**WHAT THE EXERCISE ASKS:** Set down exactly the lines below between the line holding "Yeah, I know" and the line holding "3. Modify the", inclusive; no other line belongs in the answer.

**DATA IN THIS EXERCISE:**
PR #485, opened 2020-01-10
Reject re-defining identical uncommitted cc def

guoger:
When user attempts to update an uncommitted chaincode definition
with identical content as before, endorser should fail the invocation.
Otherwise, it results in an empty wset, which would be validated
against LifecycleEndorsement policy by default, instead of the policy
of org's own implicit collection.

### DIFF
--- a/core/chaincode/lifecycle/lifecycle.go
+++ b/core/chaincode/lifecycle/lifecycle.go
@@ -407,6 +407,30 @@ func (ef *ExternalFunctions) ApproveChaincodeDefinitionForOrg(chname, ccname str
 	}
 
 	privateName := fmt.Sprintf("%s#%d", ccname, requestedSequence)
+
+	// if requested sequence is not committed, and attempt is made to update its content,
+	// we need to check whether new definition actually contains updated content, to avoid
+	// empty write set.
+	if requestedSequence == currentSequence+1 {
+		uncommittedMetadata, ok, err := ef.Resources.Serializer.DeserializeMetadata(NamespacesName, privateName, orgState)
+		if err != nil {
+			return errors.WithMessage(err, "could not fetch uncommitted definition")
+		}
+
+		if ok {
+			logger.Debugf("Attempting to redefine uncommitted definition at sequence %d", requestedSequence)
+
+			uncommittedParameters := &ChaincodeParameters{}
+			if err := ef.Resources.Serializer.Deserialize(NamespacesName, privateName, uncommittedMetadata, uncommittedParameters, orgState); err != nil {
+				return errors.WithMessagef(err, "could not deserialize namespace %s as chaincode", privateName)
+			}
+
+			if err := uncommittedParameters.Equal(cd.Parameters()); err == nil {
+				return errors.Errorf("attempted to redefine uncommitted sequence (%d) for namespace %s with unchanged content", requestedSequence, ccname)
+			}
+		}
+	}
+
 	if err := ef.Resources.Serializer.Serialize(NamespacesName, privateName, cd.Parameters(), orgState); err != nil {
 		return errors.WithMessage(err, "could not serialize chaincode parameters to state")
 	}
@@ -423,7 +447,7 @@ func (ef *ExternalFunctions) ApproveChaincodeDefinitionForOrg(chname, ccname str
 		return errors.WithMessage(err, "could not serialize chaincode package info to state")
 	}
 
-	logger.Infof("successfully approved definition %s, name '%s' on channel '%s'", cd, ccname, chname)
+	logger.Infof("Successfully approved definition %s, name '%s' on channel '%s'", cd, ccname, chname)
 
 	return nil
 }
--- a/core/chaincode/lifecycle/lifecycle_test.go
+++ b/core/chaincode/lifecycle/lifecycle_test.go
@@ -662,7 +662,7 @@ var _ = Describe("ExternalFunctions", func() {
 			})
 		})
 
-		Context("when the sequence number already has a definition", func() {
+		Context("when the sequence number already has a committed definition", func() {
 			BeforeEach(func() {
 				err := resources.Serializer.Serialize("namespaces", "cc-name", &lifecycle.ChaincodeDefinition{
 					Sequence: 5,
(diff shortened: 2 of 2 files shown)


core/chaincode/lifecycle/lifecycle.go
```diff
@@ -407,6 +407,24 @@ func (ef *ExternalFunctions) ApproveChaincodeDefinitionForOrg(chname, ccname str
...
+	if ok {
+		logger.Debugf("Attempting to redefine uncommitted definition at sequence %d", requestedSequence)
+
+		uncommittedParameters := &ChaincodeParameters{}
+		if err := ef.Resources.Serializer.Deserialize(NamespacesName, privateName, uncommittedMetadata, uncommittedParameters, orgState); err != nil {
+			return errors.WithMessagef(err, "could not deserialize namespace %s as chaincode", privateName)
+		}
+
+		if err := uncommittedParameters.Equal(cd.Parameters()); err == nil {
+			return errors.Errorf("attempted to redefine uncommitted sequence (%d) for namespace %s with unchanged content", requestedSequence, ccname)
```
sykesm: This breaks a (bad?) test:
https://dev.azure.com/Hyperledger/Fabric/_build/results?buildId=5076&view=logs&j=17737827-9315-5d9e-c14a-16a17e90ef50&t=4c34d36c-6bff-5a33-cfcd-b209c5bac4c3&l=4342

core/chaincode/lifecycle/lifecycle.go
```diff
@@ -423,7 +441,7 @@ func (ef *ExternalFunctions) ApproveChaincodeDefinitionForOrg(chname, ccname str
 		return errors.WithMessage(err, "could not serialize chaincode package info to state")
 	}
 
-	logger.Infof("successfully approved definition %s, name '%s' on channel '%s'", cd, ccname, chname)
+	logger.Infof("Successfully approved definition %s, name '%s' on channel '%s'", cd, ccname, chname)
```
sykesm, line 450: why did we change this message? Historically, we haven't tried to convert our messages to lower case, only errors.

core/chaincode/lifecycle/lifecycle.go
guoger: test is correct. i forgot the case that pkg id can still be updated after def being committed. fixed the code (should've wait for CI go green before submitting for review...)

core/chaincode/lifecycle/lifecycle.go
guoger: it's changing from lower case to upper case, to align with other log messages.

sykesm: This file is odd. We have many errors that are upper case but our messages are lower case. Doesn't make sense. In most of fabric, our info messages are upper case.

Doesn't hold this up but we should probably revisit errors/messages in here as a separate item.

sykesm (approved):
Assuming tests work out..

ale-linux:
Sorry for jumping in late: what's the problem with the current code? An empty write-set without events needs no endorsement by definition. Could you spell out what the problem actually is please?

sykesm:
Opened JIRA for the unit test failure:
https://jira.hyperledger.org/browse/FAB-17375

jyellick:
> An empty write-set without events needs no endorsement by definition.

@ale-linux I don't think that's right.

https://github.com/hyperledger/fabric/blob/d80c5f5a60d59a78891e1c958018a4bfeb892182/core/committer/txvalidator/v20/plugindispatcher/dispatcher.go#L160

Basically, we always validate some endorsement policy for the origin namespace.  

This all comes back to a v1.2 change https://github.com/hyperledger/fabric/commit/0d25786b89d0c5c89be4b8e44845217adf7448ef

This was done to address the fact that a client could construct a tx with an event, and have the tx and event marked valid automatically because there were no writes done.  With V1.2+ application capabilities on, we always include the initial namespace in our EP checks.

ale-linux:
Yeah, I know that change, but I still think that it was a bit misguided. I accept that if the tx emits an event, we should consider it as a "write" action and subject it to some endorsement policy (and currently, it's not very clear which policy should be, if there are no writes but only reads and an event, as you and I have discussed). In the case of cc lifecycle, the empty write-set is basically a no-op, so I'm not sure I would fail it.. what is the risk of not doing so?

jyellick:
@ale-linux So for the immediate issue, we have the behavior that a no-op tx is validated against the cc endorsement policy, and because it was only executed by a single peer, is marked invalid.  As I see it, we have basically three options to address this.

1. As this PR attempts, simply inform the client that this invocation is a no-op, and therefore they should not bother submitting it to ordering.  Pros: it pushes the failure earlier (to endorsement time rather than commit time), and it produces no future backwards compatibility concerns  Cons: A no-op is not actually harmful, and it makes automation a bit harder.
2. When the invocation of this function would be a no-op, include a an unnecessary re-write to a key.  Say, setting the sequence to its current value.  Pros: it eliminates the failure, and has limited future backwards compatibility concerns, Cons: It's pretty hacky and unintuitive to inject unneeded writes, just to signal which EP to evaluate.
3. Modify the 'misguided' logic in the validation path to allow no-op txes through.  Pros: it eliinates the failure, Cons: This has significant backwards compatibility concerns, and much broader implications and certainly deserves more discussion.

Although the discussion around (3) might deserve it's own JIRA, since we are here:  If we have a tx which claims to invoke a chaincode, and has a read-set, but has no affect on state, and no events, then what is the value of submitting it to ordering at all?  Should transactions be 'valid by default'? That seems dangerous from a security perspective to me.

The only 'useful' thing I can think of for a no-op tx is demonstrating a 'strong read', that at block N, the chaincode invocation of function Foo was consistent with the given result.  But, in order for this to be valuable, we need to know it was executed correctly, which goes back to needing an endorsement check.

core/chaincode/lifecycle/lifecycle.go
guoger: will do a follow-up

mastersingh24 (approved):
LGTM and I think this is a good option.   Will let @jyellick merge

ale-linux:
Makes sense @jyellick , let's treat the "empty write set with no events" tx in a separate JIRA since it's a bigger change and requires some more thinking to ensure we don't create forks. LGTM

**COMPLETED TASK:**
Yeah, I know that change, but I still think that it was a bit misguided. I accept that if the tx emits an event, we should consider it as a "write" action and subject it to some endorsement policy (and currently, it's not very clear which policy should be, if there are no writes but only reads and an event, as you and I have discussed). In the case of cc lifecycle, the empty write-set is basically a no-op, so I'm not sure I would fail it.. what is the risk of not doing so?

jyellick:
@ale-linux So for the immediate issue, we have the behavior that a no-op tx is validated against the cc endorsement policy, and because it was only executed by a single peer, is marked invalid.  As I see it, we have basically three options to address this.

1. As this PR attempts, simply inform the client that this invocation is a no-op, and therefore they should not bother submitting it to ordering.  Pros: it pushes the failure earlier (to endorsement time rather than commit time), and it produces no future backwards compatibility concerns  Cons: A no-op is not actually harmful, and it makes automation a bit harder.
2. When the invocation of this function would be a no-op, include a an unnecessary re-write to a key.  Say, setting the sequence to its current value.  Pros: it eliminates the failure, and has limited future backwards compatibility concerns, Cons: It's pretty hacky and unintuitive to inject unneeded writes, just to signal which EP to evaluate.
3. Modify the 'misguided' logic in the validation path to allow no-op txes through.  Pros: it eliinates the failure, Cons: This has significant backwards compatibility concerns, and much broader implications and certainly deserves more discussion.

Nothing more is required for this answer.